Baghdad: Massive blaze in intensive care unit of Covid ward kills 82
A catastrophic fire that broke out in an intensive care unit of a Baghdad hospital tending to severe coronavirus patients has killed 82 people and injured 110, Iraq's Interior Ministry said.
Negligence on the part of hospital authorities has been blamed for the fire on Saturday night.
Initial reports suggested it was caused when an oxygen cylinder exploded in the ward of Ibn al-Khatib hospital.
Iraq’s prime minister Mustafa al-Kadhimi fired key hospital officials hours after the incident.
Among the dead were at least 28 patients on ventilators battling severe symptoms of the virus, tweeted Ali al-Bayati, a spokesman of the country’s independent Human Rights Commission.
Firefighters rushed to battle the flames that raged across the second floor of the hospital. Civil defence teams put out flames until the early hours of the morning.
Ambulances transported dozens of wounded. The Health Ministry said at least 200 people were rescued from the scene.
Doctors at the scene were frazzled by the chaos unfolding around them. They said numerous burned bodies were carried out by paramedics from the hospital floor.
"I don’t know how many victims there are, there are so many burned bodies all over the place,” said Dr Sabah al-Kuzaie at the scene.
There were at least 120 patients in the hospital at the time of the fire, a doctor at the hospital said.
By midday on Sunday, relatives were still searching anxiously for unaccounted loved ones.
A statement from the Health Ministry and al-Kadhimi's office named the fired officials as director-general of the Baghdad Health Department in the al-Rusafa area and the director of Ibh al-Khatib Hospital and its director of engineering and maintenance.
After the fire first broke out, Al-Khadhimi held an emergency meeting at the headquarters of the Baghdad Operations Command, which coordinates Iraqi security forces, according to a statement on his Twitter account.

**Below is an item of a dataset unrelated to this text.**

Issue #1376, opened 2016-02-11
portal_controlpanel/manage_editActionsForm permissions lost on saving


thet:
When I go to `MYSITE/portal_controlpanel/manage_editActionsForm` - the ZMI portal_controlpanels form - and click on save, the permissions of all configlets are set to "(none)".
This makes it impossible to edit something here.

In the meeting he said the incident amounted to negligence.
"Negligence in such matters is not a mistake, but a crime for which all negligent parties must bear responsibility," he said.

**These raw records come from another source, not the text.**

PR #268, opened 2022-03-24
entgql: refactor Skip annotation

giautm:
Related to https://github.com/ent/ent/issues/2351#issuecomment-1057315202

### DIFF
--- a/entgql/annotation.go
+++ b/entgql/annotation.go
@@ -16,7 +16,6 @@ package entgql
 
 import (
 	"encoding/json"
-	"fmt"
 
 	"entgo.io/ent/entc/gen"
 	"entgo.io/ent/schema"
@@ -70,8 +69,6 @@ const (
 	SkipType SkipMode = 1 << iota
 	// SkipEnumField will skip generating the enum type from the enum field
 	SkipEnumField
-	// SkipMutationInput will skip generating the entity or the field in the MutationInput
-	SkipMutationInput
 	// SkipOrderField will skip generating the entity or the field for the enum order
 	SkipOrderField
 	// SkipWhereInput will skip generating the entity or the field in the WhereInput
@@ -80,7 +77,6 @@ const (
 	// SkipAll is default mode to skip all
 	SkipAll = SkipType |
 		SkipEnumField |
-		SkipMutationInput |
 		SkipOrderField |
 		SkipWhereInput
 )
@@ -213,23 +209,6 @@ func (f SkipMode) Any() bool {
 // Has check if the skip annotation has a specific flag
 func (f SkipMode) Has(check SkipMode) bool {
 	return f&check == check
-}
-
-// skipModeFromString returns SkipFlag from a string
-func skipModeFromString(s string) (SkipMode, error) {
-	switch s {
-	case "type":
-		return SkipType, nil
-	case "enum_field":
-		return SkipEnumField, nil
-	case "order_field":
-		return SkipOrderField, nil
-	case "mutation_input":
-		return SkipMutationInput, nil
-	case "where_input":
-		return SkipWhereInput, nil
-	}
-	return 0, fmt.Errorf("invalid skip mode: %s", s)
 }
 
 // annotation extracts the entgql.Annotation or returns its empty value.
--- a/entgql/annotation.go
+++ b/entgql/annotation.go
@@ -65,16 +65,17 @@ type (
 )
 
 const (
-	// SkipType will skip generating the entity or the field in the schema
+	// SkipType skips generating GraphQL types or fields in the schema.
 	SkipType SkipMode = 1 << iota
-	// SkipEnumField will skip generating the enum type from the enum field
+	// SkipEnumField skips generating GraphQL enums for enum fields in the schema.
 	SkipEnumField
-	// SkipOrderField will skip generating the entity or the field for the enum order
+	// SkipOrderField skips generating GraphQL order inputs and enums for ordered-fields in the schema.
 	SkipOrderField
-	// SkipWhereInput will skip generating the entity or the field in the WhereInput
+	// SkipWhereInput skips generating GraphQL WhereInput types.
+	// If defined on a field, the type will be generated without the field.
 	SkipWhereInput
 
-	// SkipAll is default mode to skip all
+	// SkipAll is default mode to skip all.
 	SkipAll = SkipType |
 		SkipEnumField |
 		SkipOrderField |
--- a/entgql/annotation.go
+++ b/entgql/annotation.go
@@ -209,7 +209,7 @@ func (f SkipMode) Any() bool {
 
 // Is checks if the skip annotation has a specific flag.
 func (f SkipMode) Is(mode SkipMode) bool {
-	return f&mode != 0 
+	return f&mode != 0
 }
 
 // annotation extracts the entgql.Annotation or returns its empty value.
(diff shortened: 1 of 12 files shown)


entgql/annotation.go
```diff
@@ -59,6 +60,29 @@ type (
 		Value string        `json:"value,omitempty"`
 		Kind  ast.ValueKind `json:"kind,omitempty"`
 	}
+
+	// SkipFlag is a bit flag for the skip annotation .
+	SkipFlag int
```
a8m, line 65: SkipMode is a better name imo.

entgql/annotation.go
```diff
@@ -59,6 +60,29 @@ type (
...
+	// SkipFlagType will skip generate the entity/field in the query
+	SkipFlagType SkipFlag = 1 << iota
+	// SkipFlagFieldEnum will skip generate Enum from the enum field
+	SkipFlagFieldEnum
+	// SkipFlagInput will skip mutation input for the entity/field
+	SkipFlagInput
+	// SkipFlagWhere will skip input filter for the entity/field
+	SkipFlagWhere
+	// SkipFlagOrder will skip generate sort order for the entity
+	SkipFlagOrder
```
a8m, line 78:
```suggestion
	SkipNode SkipFlag = 1 << iota
	// SkipEnum will skip generate Enum from the enum field
	SkipEnumField
	// SkipMutationInput will skip mutation input for the entity/field
	SkipMutationInput
	// SkipWhereInput will skip input filter for the entity/field
	SkipWhereInput
	// SkipOrderField will skip generate sort order for the entity
	SkipOrderField
```

I'm thinking about how the API will look and I shorter feels cleaner to me. Another point, what does it mean to `SkipOrderField` or `SkipEnumField`? Skip generating only GraphQL or also in Ent? Do we need a flag for both options?

giautm: `SkipNode`: I thought about this name before, because we need to use it for all fields. So `SkipNode` does not seem appropriate. Do we need to add `SkipField` as well? `SkipType` seems more suitable to me, as it comes with `SkipInput`


> Another point, what does it mean to SkipOrderField or SkipEnumField? Skip generating only GraphQL or also in Ent

It should skip generating both Go code and GQL schema.

a8m: > `SkipType` seems more suitable to me, as it comes with `SkipInput`

Right, let's use `SkipType`. I wonder how's the usage will look like:

```go
func (T) Annotations() []schema.Annotation {
    return []schema.Annotation{
        // Default to skip All.
        entgql.Skip(),

        // Or, skip only type and input generation.
        entgql.Skip(entgql.SkipType|entgql.SkipInput),
    }
}

func (T) Fields() []ent.Field {
    return []ent.Field{
        field.Int("age").
            Annotations(
                // Skip all.
                entgql.Skip(),

                // Or, skip only from input?
                entgql.Skip(entgql.SkipInput),
            ),
    }
}
```

This is the API you thought about or you have something else in mind?

giautm: Yes, it's almost the same.

```go
func (T) Annotations() []schema.Annotation {
    return []schema.Annotation{
        // Default to skip All.
        entgql.Skip(),

        // Or, skip only type and input generation.
        entgql.Skip(entgql.SkipType, entgql.SkipMutationInput),
    }
}

func (T) Fields() []ent.Field {
    return []ent.Field{
        field.Int("age").
            Annotations(
                // Skip all.
                entgql.Skip(),

                // Or, skip only from input?
                entgql.Skip(entgql.SkipMutationInput),
            ),
    }
}
```

entgql/annotation.go
```diff
@@ -59,6 +59,26 @@ type (
...
+	// SkipOrderField will skip generating the entity or the field for the enum order
+	SkipOrderField
+	// SkipWhereInput will skip generating the entity or the field in the WhereInput
+	SkipWhereInput
+
+	// SkipAll is default mode to skip all
+	SkipAll = SkipType |
+		SkipEnumField |
+		SkipOrderField |
+		SkipWhereInput
```
giautm, line 81: Hey @a8m, let's review the naming and the description again.

entgql/annotation.go
```diff
@@ -59,6 +59,26 @@ type (
...
 )
```
a8m, line 82:
```suggestion
const (
	// SkipType skips generating GraphQL types or fields in the schema.
	SkipType SkipMode = 1 << iota
	// SkipEnumField skips generating GraphQL enums for enum fields in the schema.
	SkipEnumField
	// SkipOrderField skips generating GraphQL order inputs and enums for ordered-fields in the schema.
	SkipOrderField
	// SkipWhereInput skips generating GraphQL WhereInput types.
	// If defined on a field, the type will be generated without the field.
	SkipWhereInput

	// SkipAll is default mode to skip all.
	SkipAll = SkipType |
		SkipEnumField |
		SkipOrderField |
		SkipWhereInput
)
```

entgql/annotation.go
```diff
@@ -173,6 +201,16 @@ func (a *Annotation) Decode(annotation interface{}) error {
 	return json.Unmarshal(buf, a)
 }
 
+// Any returns true if the skip annotation is setted
+func (f SkipMode) Any() bool {
+	return f != 0
+}
```
a8m, line 207: Why it's preferred over `!= 0`?

entgql/annotation.go
```diff
@@ -173,6 +201,16 @@ func (a *Annotation) Decode(annotation interface{}) error {
 	return json.Unmarshal(buf, a)
 }
 
+// Any returns true if the skip annotation is setted
```
a8m, line 204:
```suggestion
// Any returns true if the skip annotation was set.
```

entgql/annotation.go
```diff
@@ -173,6 +201,16 @@ func (a *Annotation) Decode(annotation interface{}) error {
...
+func (f SkipMode) Any() bool {
+	return f != 0
+}
+
+// Has check if the skip annotation has a specific flag
+func (f SkipMode) Has(check SkipMode) bool {
+	return f&check == check
+}
```
a8m, line 212:
```suggestion
// Is checks if the skip annotation has a specific flag.
func (f SkipMode) Is(mode SkipMode) bool {
	return f&mode != 0 
}
```

ent uses `Is` in multiple places for big flags.

entgql/template.go
```diff
@@ -71,6 +71,8 @@ var (
 		"filterNodes":         filterNodes,
 		"findIDType":          findIDType,
 		"nodePaginationNames": nodePaginationNames,
+		"skipMode":            skipModeFromString,
+		"hasSkipMode":         hasSkipMode,
```
a8m, line 75: This function is not needed IMO, you can use the `skipMode` function in the template (0 is falsy).

entgql/template.go
```diff
@@ -152,15 +154,15 @@ func filterNodes(nodes []*gen.Type) ([]*gen.Type, error) {
 }
 
 // filterEdges filters out edges that should not be included in the GraphQL schema.
-func filterEdges(edges []*gen.Edge) ([]*gen.Edge, error) {
+func filterEdges(edges []*gen.Edge, skip SkipMode) ([]*gen.Edge, error) {
```
a8m, line 157: Make it an optional param to not break existing templates used by users.

a8m (approved):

He gave Iraqi authorities 24 hours to present the results of an investigation.
The fire came as Iraq grapples with a severe second wave of the coronavirus pandemic.
Daily virus cases now average around 8,000, the highest since Iraq began recording infection rates early last year.

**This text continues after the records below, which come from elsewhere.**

PR #269, opened 2022-03-24
entgql: initial work for adding nested pagination

a8m:
This is an initial work that generates a paginate function for each edge `E` with the `RelayConnection` annotation.

This is not useful by itself, because there are 2 additional PRs that need to come after it for loading the edges using eager-loading and extracting the cached result on this function. However, some refactoring complexity was added to this PR to make the review of future PRs easier.


giautm (approved):
LGTM, let me continue working on https://github.com/ent/contrib/pull/256 after this get merge

a8m:
> LGTM, let me continue working on #256 after this get merge

Just note, I have additional PRs that are rebased on this. I'll you know when I'm done.

PR #271, opened 2022-03-25
entoas: added two new parameter to filter and sort a list of models.

mauriciobento:
Added two new parameters for API. OrderBy and filter.
The value of the **orderBy** parameter contains a comma-separated list of expressions used to sort the items. A special case of such an expression is a property path terminating on a primitive property.
The **filter** querystring parameter allows clients to filter a collection of resources that are addressed by a request URL


entoas/generator.go
```diff
@@ -432,6 +432,16 @@ func listOp(spec *ogen.Spec, n *gen.Type) (*ogen.Operation, error) {
 				SetName("itemsPerPage").
 				SetDescription("item count to render per page").
 				SetSchema(ogen.Int()),
+			ogen.NewParameter().
+				InQuery().
+				SetName("orderBy").
+				SetDescription("clause is used to sort the records in the result set for a SELECT statement.").
```
masseelch, line 438:
```suggestion
				SetDescription("clause is used to sort the records in the result set for a SELECT statement").
```

entoas/generator.go
```diff
@@ -478,6 +488,16 @@ func listEdgeOp(spec *ogen.Spec, n *gen.Type, e *gen.Edge) (*ogen.Operation, err
...
```
masseelch, line 494:
```suggestion
				SetDescription("clause is used to sort the records in the result set for a SELECT statement").
```

masseelch (changes requested):
Hey @mauriciobento! Thanks for this awesome contribution. I will now have a look at it.

masseelch:
Closing, since we are not merging this feature as discussed in https://github.com/ariga/ogent/pull/74

PR #273, opened 2022-03-26
entgql: move the order-fields logic to template function

a8m:
If the target `Edge.Type` does not have order fields, they won't be defined in the GraphQL schema, and having them in the method signature will break the gqlgen binding.

### DIFF
--- a/entgql/annotation.go
+++ b/entgql/annotation.go
@@ -164,7 +164,7 @@ func (a Annotation) Merge(other schema.Annotation) schema.Annotation {
 	return a
 }
 
-// Decode unmarshal annotation
+// Decode unmarshalls the annotation.
 func (a *Annotation) Decode(annotation interface{}) error {
 	buf, err := json.Marshal(annotation)
 	if err != nil {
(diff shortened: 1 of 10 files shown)


entgql/template.go
```diff
@@ -261,3 +264,14 @@ func removeOldTemplate(g *gen.Graph, name string) error {
 	}
 	return nil
 }
+
+// annotation extracts the entgql.Annotation or returns its empty value.
+func annotation(ants gen.Annotations) (*Annotation, error) {
```
giautm, line 269: please use `decodeAnnotation` function,

a8m: decode feels to me like an internal detail. From the caller's perspective, I'm interested to get the `entgql.Annotation` and don't care how it's done.

giautm: That function is existes in the codebase, so re-use it or rename it, please.

a8m: oh, got it. I didn't see the `decodeAnnotation` function. Thanks

entgql/annotation.go
```diff
@@ -173,15 +173,13 @@ func (a *Annotation) Decode(annotation interface{}) error {
...
+// annotation extracts the entgql.Annotation or returns its empty value.
+func annotation(ants gen.Annotations) (*Annotation, error) {
 	ant := &Annotation{}
-	if annotations == nil || annotations[ant.Name()] == nil {
-		return ant, nil
-	}
-
-	if err := ant.Decode(annotations[ant.Name()]); err != nil {
-		return nil, err
+	if ants != nil || ants[ant.Name()] != nil {
```
giautm, line 179:
```suggestion
	if ants != nil && ants[ant.Name()] != nil {
```

giautm (changes requested):
I think there is a mistake

entgql/annotation.go
a8m: Oops. Thanks @giautm

giautm (approved):
LGTM, <3

PR #277, opened 2022-03-31
entgql: initial work for nested pagination in templates

a8m:
PR is ready for review. Implementation examples exist in entgql/internal/todo/todo_test.go#926.

Additional parts that should be added after this PR:
- It's better IMO, to not rely on gqlgen to unmarshal and load the arguments and move the (un)marshling logic of `<T>WhereInput` types to ent. 
- Add additional tests/examples and publish a tutorial or a blog post about it?
- The code for loading the `totalCount` can be improved by removing some of the duplications there.


go.mod
```diff
@@ -2,6 +2,10 @@ module entgo.io/contrib
 
 go 1.18
 
+replace github.com/99designs/gqlgen => ../gqlgen
+
+replace entgo.io/ent => ../ent
+
```
masseelch, line 8: remove

a8m: removed

entgql/template.go
```diff
@@ -102,35 +103,28 @@ func findIDType(nodes []*gen.Type, defaultType *field.TypeInfo) (*field.TypeInfo
...
 		if err != nil {
 			return nil, err
 		}
-		if ant.Unbind {
-			delete(result, e.Name)
-		}
-		if len(ant.Mapping) > 0 {
-			if _, bind := result[e.Name]; bind {
+		switch {
+		case len(ant.Mapping) > 0:
```
giautm, line 118: 💯

giautm (approved):
LGTM, but we should upgrade ent/gqlgen in the separated commit to avoid changes in other packages.

PR #281, opened 2022-04-10
entgql: refactor schema

giautm:


entgql/internal/todoplugin/gqlgen.yml
```diff
@@ -21,7 +21,11 @@ models:
   Duration:
     model:
       - entgo.io/contrib/entgql/internal/todo/ent/schema/durationgql.Duration
-  # Custom mapping from GraphQL `CategoryConfigInput` to `schematype.CategoryConfig`.
+  # Custom mapping from GraphQL `CategoryConfig` and
+  # `CategoryConfigInput` to `schematype.CategoryConfig`.
+  CategoryConfig:
+    model:
+      - entgo.io/contrib/entgql/internal/todo/ent/schema/schematype.CategoryConfig
```
giautm, line 28: I revert the support for custom Go types because the GQL type was not defined by Ent. The user should manual mapping for it the gqlgen's config or use `@goModel` to GQL type.

entgql/schema.go
```diff
@@ -527,15 +528,15 @@ func (e *schemaGenerator) entGoType(name string) string {
...
+	if f.IsEnum() {
+		if f.HasGoType() {
+			return fmt.Sprintf("%s.%s", f.Type.RType.PkgPath, f.Type.RType.Name), true
+		}
 		return fmt.Sprintf("%s/%s", e.graph.Package, f.Type.Ident), true
-	default:
-		return "", false
 	}
+
+	return "", false
```
giautm, line 539: Only mapping for the enum types

entgql/internal/todoplugin/gqlgen.yml
a8m: Can’t we auto inject the goModel directive?

entgql/schema.go
```diff
@@ -486,7 +486,8 @@ func (e *schemaGenerator) genModels() (map[string]string, error) {
 				hasOrderBy = true
 			}
 
-			goType, ok := e.fieldGoType(field)
+			// We only map the Go types generated by Ent, for example: enum
```
a8m, line 489:
```suggestion
			// We only map the Go types generated by Ent, for example: enum.
```

a8m (approved):
💯

entgql/internal/todoplugin/gqlgen.yml
giautm: It can be done by using the plugin only. But when we write the output to the file, we should not modify user-defined files

PR #283, opened 2022-04-11
feat(entoas): Support RequestGroups to determine what fields to serialize for the requestBody

omarhachach:
If a better way to do it is available, feel free to let me know 😄


omarhachach:
Do note: using RequestGroups on edges breaks ogent: https://github.com/ariga/ogent/blob/main/template/update.tmpl#L17
This is due to ogent assuming that all edges are present always, which they wont be anymore.

entoas/annotation.go
```diff
@@ -64,6 +66,11 @@ func OperationGroups(gs ...string) OperationConfigOption {
 	return func(c *OperationConfig) { c.Groups = gs }
 }
 
+// RequestGroups returns a OperationConfigOption that adds the given request serialization groups to a OperationConfig.
+func RequestGroups(gs ...string) OperationConfigOption {
```
masseelch, line 70:
```suggestion
func OperationRequestGroups(gs ...string) OperationConfigOption {
```

entoas/annotation_test.go
```diff
@@ -17,10 +17,11 @@ package entoas
 import (
 	"testing"
 
-	"entgo.io/contrib/entoas/serialization"
 	"entgo.io/ent/entc/gen"
 	"github.com/ogen-go/ogen"
 	"github.com/stretchr/testify/require"
+
+	"entgo.io/contrib/entoas/serialization"
```
masseelch, line 24: dito

masseelch (commented):
Some minor comments :-)

entoas/annotation.go
omarhachach: Indeed better 👍🏽

masseelch (approved):
:100:

entoas/view.go
```diff
@@ -170,10 +171,10 @@ func serializeField(f *gen.Field, g serialization.Groups) (bool, error) {
 }
 
 // serializeEdge checks if an edge is to be serialized according to its annotations and the requested groups.
-func serializeEdge(e *gen.Edge, g serialization.Groups) (bool, error) {
+func serializeEdge(e *gen.Edge, g serialization.Groups, includeNoGroup bool) (bool, error) {
 	// If no groups are requested or the edge has no groups defined do not render the edge.
 	if e.Annotations == nil || len(g) == 0 {
-		return false, nil
+		return includeNoGroup, nil
```
omarhachach, line 177: This is done so the behaviour matches the previous default behaviour

PR #285, opened 2022-04-18
entproto: support field.Strings

rotemtam:
Closes https://github.com/ent/ent/issues/2474


entproto/adapter.go
```diff
@@ -510,9 +515,20 @@ func extractProtoTypeDetails(f *gen.Field) (fieldType, error) {
 	}, nil
 }
 
+func extractJSONDetails(f *gen.Field) (fieldType, error) {
+	if f.Type.Ident == "[]string" {
```
giautm, line 519: We also have []float64 and []int

rotemtam: Yep, this PR adds support for field.Strings, the rest will come after

entproto/internal/entprototest/adapter_test.go
```diff
@@ -94,6 +94,14 @@ func (suite *AdapterTestSuite) TestImplicitSkippedMessage() {
 	suite.EqualError(err, entproto.ErrSchemaSkipped.Error())
 }
 
+func (suite *AdapterTestSuite) TestMessageWithStrings() {
```
a8m, line 97: Do you mind changing the receiver to be a single character? In this PR or a different one. Thanks 🙏

a8m (approved):

entproto/internal/entprototest/adapter_test.go
rotemtam: Sure. I want to deprecate the usage of suite anyways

At least 15,200 people have died of coronavirus in Iraq among a total of at least 100,000 confirmed cases.
The government is urging the public to get vaccinated, but demand has been low due to widespread mistrust of the health care system and the vaccines in particular.
UN envoy to Iraq Jeannine Hennis-Plasschaert expressed “shock and pain” over the incident in a statement and called for stronger protection measures in hospitals.